靳秦甩了甩手,暗想自己用的力氣是不是小了些?

秦君看着梁光霁臉上的鞭痕,心裏解氣了些,梁光霁這厮往常就十分嘴欠,她想打他也不是一日兩日了。

梁光霁臉上此刻火辣辣的痛,那道鞭痕不僅打在他臉面上,更是打在他骨子裏頭。

他一個梁家的嫡公子,陛下的文君,竟然被一個侍衛模樣的人抽了?

靳秦看他臉上表情都知道他在想什麽,主動開口道,“梁文君,得罪了。”

“一句得罪便想不了了之?你是什麽東西!竟然敢對我動手?”

靳秦将手中的鞭子往旁邊一扔,拍了拍自己身上這身統領衣服,那模樣嫌棄極了。

“禁衛軍統領一職确實...不過爾爾。”

他語氣輕飄飄的,将多少人渴望不可企及的位置說的這麽不屑一顧。

秦君扭頭看他,沒在他眼中看到往常那股什麽都不在意的淡漠。他滿身的戾氣,眼裏是少年将軍的狂妄。

這般的靳秦讓秦君看着為之一愣,她捂了捂心口,仿佛能感受到其炙熱的跳動。

禁衛軍統領?

梁光霁眉頭一皺,看向靳秦的目光認真了起來,“你是靳秦?”

靳秦輕輕一笑,沒理他,轉身對着秦君道,“看來陛下并不需要臣保護,臣還有事要辦,先走一步了。”

不待秦君批準,自顧轉身擡步便走,轉身那一刻,臉色頓時一變,眉宇間盡是不虞,連神情都是生人勿近一般冰冷。

他就不該來,來了反而攢了一肚子氣走。

今日打的是梁文君,來日還不知道有沒有李文君劉文君的。

靳秦臉黑的徹底,路過的巡邏侍衛同他問好,“統領好。”

“好個屁。”他脫口道。

巡邏的侍衛,“啊?”

靳秦,“......”

“與你無關。”

巡邏的侍衛看着新上任的統領的背影,撓了撓頭,喃喃自語道,“莫非這就是新官上任三把火?”

回去的時候,那幾個休息的侍衛還在賭錢。

幾個人站起來沖靳秦問了好,“靳統領。”

靳秦眯着眼看了看幾人,出聲道,“值守時間賭錢?你們不想幹了?”

“???”

幾個人都傻了,方才統領你沒走之前可不是這麽說的啊!不是統領你說無聊找點樂趣的嗎?怎麽出去一趟回來就變了?

統領你這是新官上任三把火?

一幹侍衛愣愣的看着靳秦,摸不着頭腦。

但靳秦這哪兒是新官上任三把火,分明就是城門失火殃及池魚。

宣政殿那邊梁光霁被罰跪一個時辰的事情傳遍各宮。

這倒是和那日謝修在宣政殿跪了幾個時辰有異曲同工之妙,只是那日謝修是自己要跪。

但宮裏都是知道陛下和梁文君的關系的,打也打,罵也罵,罰也罰了,但也不曾見陛下真的要貶了梁文君的位分。

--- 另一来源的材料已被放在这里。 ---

PR #1633, opened 2022-06-15
Add new custom check templates

matanper:
[Custom Check Templates — gallery-boilerplate documentation.pdf](https://github.com/deepchecks/deepchecks/files/8909284/Custom.Check.Templates.gallery-boilerplate.documentation.pdf)

### DIFF
--- a/docs/source/user-guide/tabular/custom_check_templates.rst
+++ b/docs/source/user-guide/tabular/custom_check_templates.rst
@@ -19,6 +19,8 @@ Templates:
 
 Single Dataset Check
 --------------------------
+Check type for cases when running on a single dataset and optional model, for example integrity checks. When in suite
+if 2 datasets are supplied it will run on both independently.
 
 .. code-block::
 
@@ -39,7 +41,7 @@ Single Dataset Check
       def run_logic(self, context: Context, dataset_kind: DatasetKind) -> CheckResult:
           # Get the dataset by its type (train/test)
           dataset: Dataset = context.get_data_by_kind(dataset_kind)
-          # Get the model (if needed)
+          # Get the model (optional, if needed for check logic)
           model = context.model
           # Get from the dataset the data
           data: pd.DataFrame = dataset.data
@@ -78,6 +80,7 @@ Single Dataset Check
 
 Train Test Check
 -----------------
+Check type for cases when running on two datasets and optional model, for example drift checks.
 
 .. code-block::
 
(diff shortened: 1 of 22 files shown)


shir22:
Code examples look great and clear.

Main comment: explanation at top should be a more structured, elaborate and clear.
Both higher level context (why & when is this guide useful?) and also what will we see (why are there different check types? what's the structure that will be demonstrated - result, display, optional condition, etc.) with links where relevant. 
One specific note - would refrain from using the word "bootstrap" (I think it's very dev-oriented).

Another thought - not clear how to use checks with model + dataset... (all examples had either: one dataset, two datasets, or model only...). Also - in one dataset - what is the difference if it's train/test? (why does the run_logic have DatasetKind?)

Should we add "see more" with links to api reference of relevant parts? e.g. Context, DatasetKind, and the types of checks that we're implementing here)

docs/source/user-guide/tabular/custom_check_templates.rst
```diff
@@ -0,0 +1,185 @@
...
+Templates:
+
+* `Single Dataset Check <#single-dataset-check>`__
+* `Train Test Check <#train-test-check>`__
+* `Model Only Check <#model-only-check>`__
+
+
+Single Dataset Check
+--------------------------
+
```
shir22, line 22: Can we add one/two-sentence descriptions for each of these?
(extracted from api reference or written directly here)
For each of the three types

docs/source/user-guide/tabular/custom_check_templates.rst
```diff
@@ -0,0 +1,185 @@
...
+      # OPTIONAL: we can add different properties in the init
+      def __init__(self, prop_a: str, prop_b: str, **kwargs):
+          super().__init__(**kwargs)
+          self.prop_a = prop_a
+          self.prop_b = prop_b
+
+      def run_logic(self, context: Context, dataset_kind: DatasetKind) -> CheckResult:
+          # Get the dataset by its type (train/test)
+          dataset: Dataset = context.get_data_by_kind(dataset_kind)
+          # Get the model (if needed)
```
shir22, line 42:
```suggestion
          # Get the model (optional, if needed for check logic)
```

docs/source/user-guide/tabular/custom_check_templates.rst
```diff
@@ -0,0 +1,185 @@
...
+      def __init__(self, prop_a: str, prop_b: str, **kwargs):
+          super().__init__(**kwargs)
+          self.prop_a = prop_a
+          self.prop_b = prop_b
+
+      def run_logic(self, context: Context) -> CheckResult:
+          # Get the 2 datasets
+          train_dataset: Dataset = context.train
+          test_dataset: Dataset = context.test
+          # Get the model (if needed)
```
shir22, line 103:
```suggestion
          # Get the model (optional, if needed for check logic)
```

shir22 (approved):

像梁文君這般三天兩頭引得陛下生怒還還活着的,也是宮裏頭一個了。

就單說這一點,謝修比不了。

梁光霁跪足了一個時辰,回去的路上由宮人攙扶着,一瘸一拐的回了宮。

梁光霁住的壁沁殿離昭陽殿近,這也是當初他自己挑的。

回了宮以後梁光霁一直在想剛剛在宣政殿見到的靳秦,雖只是打了個照面,但不知為何此人總讓他覺得十分熟悉。

他召來自己的貼身太監,屏退了其他人,問道,“我問你,靳秦這人什麽出身?”

小厮皺着眉想道,要說這靳秦還真不知道是什麽出身。

“奴才也不知道是什麽出身,只知道此人像是在西北橫空出來的一般。”

“橫空出來的?”梁光霁疑惑道。

西北那地界橫空能出來這麽一個人物?不是什麽普通的武官,而是名震四方的鎮北大将軍,官居一品,同蘇宴平起平坐。

這樣的人沒有出身?

“你給我帶信去梁家,叫他們好好查查。”

梁光霁揉了揉自己的雙膝,緩緩地趴在了軟榻上。

太監柏壽自覺上前去替梁光霁處理背上被靳秦打出來的傷口,将之前梁家發來還沒來得及說的情報一一同他說了。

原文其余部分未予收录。